US 12,254,691 B2
	Cooperative-contrastive learning systems and methods
Nishant Rai, Stanford, CA (US); Ehsan Adeli Mosabbeb, Menlo Park, CA (US); Kuan-Hui Lee, Los Altos, CA (US); Adrien Gaidon, Los Altos, CA (US); and Juan Carlos Niebles, Mountain View, CA (US)
Assigned to TOYOTA RESEARCH INSTITUTE, INC., Los Altos, CA (US); and THE BOARD OF TRUSTEES OF THE LELAND STANFORD JUNIOR UNIVERSITY, Stanford, CA (US)
Filed by TOYOTA RESEARCH INSTITUTE, INC., Los Altos, CA (US); and The Board of Trustees of the Leland Stanford Junior University, Stanford, CA (US)
Filed on Dec. 3, 2020, as Appl. No. 17/111,352.
Prior Publication US 2022/0180101 A1, Jun. 9, 2022
Int. Cl. G06V 20/40 (2022.01); G06N 20/00 (2019.01); G06V 30/194 (2022.01)

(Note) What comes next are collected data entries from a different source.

PR #4815, opened 2025-02-14
Rust: StreamEvent enum

youyuanwu:
## Description
Provide safe Stream callback event enum implementation.  Added code to convert from ffi StreamEvent union.
Removed manual ffi code for StreamEvent.

## Testing
Changed the existing test to use the new StreamEvent enum.

## Documentation
NA


src/types.rs
```diff
@@ -177,3 +177,130 @@ impl<'a> From<&'a QUIC_CONNECTION_EVENT> for ConnectionEvent<'a> {
...
+                    peer_accepted: ev.PeerAccepted() != 0,
+                }
+            }
+            crate::ffi::QUIC_STREAM_EVENT_TYPE_QUIC_STREAM_EVENT_RECEIVE => {
+                let ev = unsafe { &mut value.__bindgen_anon_1.RECEIVE };
+                Self::Receive {
+                    absolute_offset: ev.AbsoluteOffset,
+                    total_buffer_length: &mut ev.TotalBufferLength,
+                    buffers: unsafe {
+                        std::slice::from_raw_parts(ev.Buffers, ev.BufferCount as usize)
```
nibanks, line 242: How many dynamic memory allocations does all this require? I assume Rust will dynamically allocate the `Self::Receive` and all the `slice`s here? Or is it able to use stack memory somehow? Bottom line, I see this as introducing a possibly significant bottleneck to a high throughput receive path. In MsQuic we do a LOT of work to completely eliminate dynamic allocations in the datapath, and I'd like to ensure that (somehow) maintains into Rust as well.

youyuanwu: This does not require dynamic alloc. "slice" in rust is like string_view in cpp (on stack). The goal or the requirement I have for the rust wrppers is zero dynamic alloc and zero copy for the buffers.

src/lib.rs
```diff
@@ -1592,7 +1472,7 @@ impl Stream {
         &mut self,
         connection: &Connection,
         flags: StreamOpenFlags,
-        handler: StreamEventHandler,
+        handler: ffi::QUIC_STREAM_CALLBACK_HANDLER,
         context: *const c_void,
     ) -> Result<(), Status> {
         // TODO: remove transmute.
```
guhetier, line 1478: Should this TODO be updated? As well as the clippy annotation?

src/types.rs
```diff
@@ -177,3 +177,130 @@ impl<'a> From<&'a QUIC_CONNECTION_EVENT> for ConnectionEvent<'a> {
...
+/// Stream callback events
+pub enum StreamEvent<'a> {
+    StartComplete {
+        status: crate::Status,
+        id: crate::u62,
+        peer_accepted: bool,
+    },
+    Receive {
+        absolute_offset: u64,
+        total_buffer_length: &'a mut u64,       // out parameter
```
guhetier, line 190: nit: "inout" parameter would be more accurate, since it is also indicating the total number of bytes indicated by the event.

src/types.rs
nibanks: How does it do it statically, when the number of slices is dynamic?

youyuanwu: buffer type is of this:
```rs
buffers: &'a [crate::ffi::QUIC_BUFFER],
```
The memory layout is just
```
struct{
  data: *const crate::ffi::QUIC_BUFFER
  len: usize
}
```
The advantage of using the slice is that u can use iterators etc utilites to traverse it, and makes the lifetime known to the compiler.
I have another branch where QUIC_BUFFER is wrapped and implemented iterators and lifetime etc as well.
The goal is to have wrapper types to expose &[u8] types to users, and the memory the slice points to are owned by msquic. (We will need to figure out for advanced use case where msquic extends the lifetime of the buffer)

src/types.rs
youyuanwu: done.

nibanks (approved):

CPC G06V 20/41 (2022.01) [G06N 20/00 (2019.01); G06V 30/194 (2022.01)]

20 Claims

1. A method for multi-view self-supervised learning, comprising:

receiving a plurality of video sequences, the video sequences comprising a plurality of image frames;

applying selected images of a first and second video sequence of the plurality of video sequences to a plurality of different encoders to derive a plurality of embeddings for different views of the selected images of the first and second video sequences, the plurality of embeddings comprising RGB embeddings, flow embeddings, and KeyPoint embeddings;

determining distances of the derived plurality of embeddings for the selected images of the first and second video sequences;

detecting inconsistencies between distances of the RGB embeddings, distances of the flow embeddings, and distances of the KeyPoint embeddings outside a threshold distance; and

predicting semantics of a future image based on the determined distances.